Collected data.
Segment Open

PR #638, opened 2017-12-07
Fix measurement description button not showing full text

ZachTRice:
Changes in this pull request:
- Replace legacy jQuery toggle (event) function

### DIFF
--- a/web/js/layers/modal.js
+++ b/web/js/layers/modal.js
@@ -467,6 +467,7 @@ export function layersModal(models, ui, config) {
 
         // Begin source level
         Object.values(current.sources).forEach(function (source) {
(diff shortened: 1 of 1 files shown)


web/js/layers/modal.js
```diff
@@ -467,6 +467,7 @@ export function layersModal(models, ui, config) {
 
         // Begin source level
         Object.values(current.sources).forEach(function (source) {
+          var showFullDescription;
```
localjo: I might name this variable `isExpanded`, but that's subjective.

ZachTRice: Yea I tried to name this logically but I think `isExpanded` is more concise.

Segment Closed
Segment Open

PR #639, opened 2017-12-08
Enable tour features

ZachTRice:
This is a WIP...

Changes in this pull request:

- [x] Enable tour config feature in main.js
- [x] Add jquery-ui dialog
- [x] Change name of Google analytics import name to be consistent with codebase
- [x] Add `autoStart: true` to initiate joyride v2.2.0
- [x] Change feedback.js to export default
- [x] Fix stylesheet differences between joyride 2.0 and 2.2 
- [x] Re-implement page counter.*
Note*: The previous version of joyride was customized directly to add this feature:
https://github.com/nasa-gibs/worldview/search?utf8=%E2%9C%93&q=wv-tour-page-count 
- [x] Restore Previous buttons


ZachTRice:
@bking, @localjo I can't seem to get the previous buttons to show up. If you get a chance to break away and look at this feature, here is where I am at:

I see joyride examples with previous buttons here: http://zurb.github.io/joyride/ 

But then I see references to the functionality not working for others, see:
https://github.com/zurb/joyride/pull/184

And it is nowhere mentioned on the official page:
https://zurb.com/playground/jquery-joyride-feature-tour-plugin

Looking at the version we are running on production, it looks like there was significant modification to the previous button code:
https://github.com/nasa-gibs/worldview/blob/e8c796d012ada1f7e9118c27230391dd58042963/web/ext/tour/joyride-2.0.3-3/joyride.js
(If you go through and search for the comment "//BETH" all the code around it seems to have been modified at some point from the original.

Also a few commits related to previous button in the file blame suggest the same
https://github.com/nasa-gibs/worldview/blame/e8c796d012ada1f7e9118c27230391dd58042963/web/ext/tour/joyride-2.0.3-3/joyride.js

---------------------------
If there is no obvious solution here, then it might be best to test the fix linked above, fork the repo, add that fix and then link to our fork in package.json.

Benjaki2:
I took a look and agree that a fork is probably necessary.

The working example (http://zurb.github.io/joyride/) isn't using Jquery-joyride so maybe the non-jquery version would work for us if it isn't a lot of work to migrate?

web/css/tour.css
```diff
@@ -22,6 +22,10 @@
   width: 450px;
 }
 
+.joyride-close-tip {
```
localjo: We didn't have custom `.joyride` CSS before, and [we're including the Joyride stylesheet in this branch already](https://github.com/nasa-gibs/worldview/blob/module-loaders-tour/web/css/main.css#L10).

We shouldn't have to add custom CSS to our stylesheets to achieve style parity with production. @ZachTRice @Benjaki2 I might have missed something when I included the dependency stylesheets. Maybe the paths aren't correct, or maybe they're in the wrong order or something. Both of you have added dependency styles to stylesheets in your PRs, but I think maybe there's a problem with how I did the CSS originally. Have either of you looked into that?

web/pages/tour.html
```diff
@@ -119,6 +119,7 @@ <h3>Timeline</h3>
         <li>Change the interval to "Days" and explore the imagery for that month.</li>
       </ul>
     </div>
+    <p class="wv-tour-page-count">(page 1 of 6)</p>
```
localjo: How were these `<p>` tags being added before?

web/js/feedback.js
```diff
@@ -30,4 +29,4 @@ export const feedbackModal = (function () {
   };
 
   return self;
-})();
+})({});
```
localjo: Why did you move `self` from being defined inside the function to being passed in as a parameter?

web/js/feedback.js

Segment Closed

Task.
Transcribe each line of the data above, unaltered, from the one where "localjo: I might" appears to the one where "ZachTRice: Yea I" appears, inclusive of both.

Exercise result.
localjo: I might name this variable `isExpanded`, but that's subjective.

ZachTRice: Yea I tried to name this logically but I think `isExpanded` is more concise.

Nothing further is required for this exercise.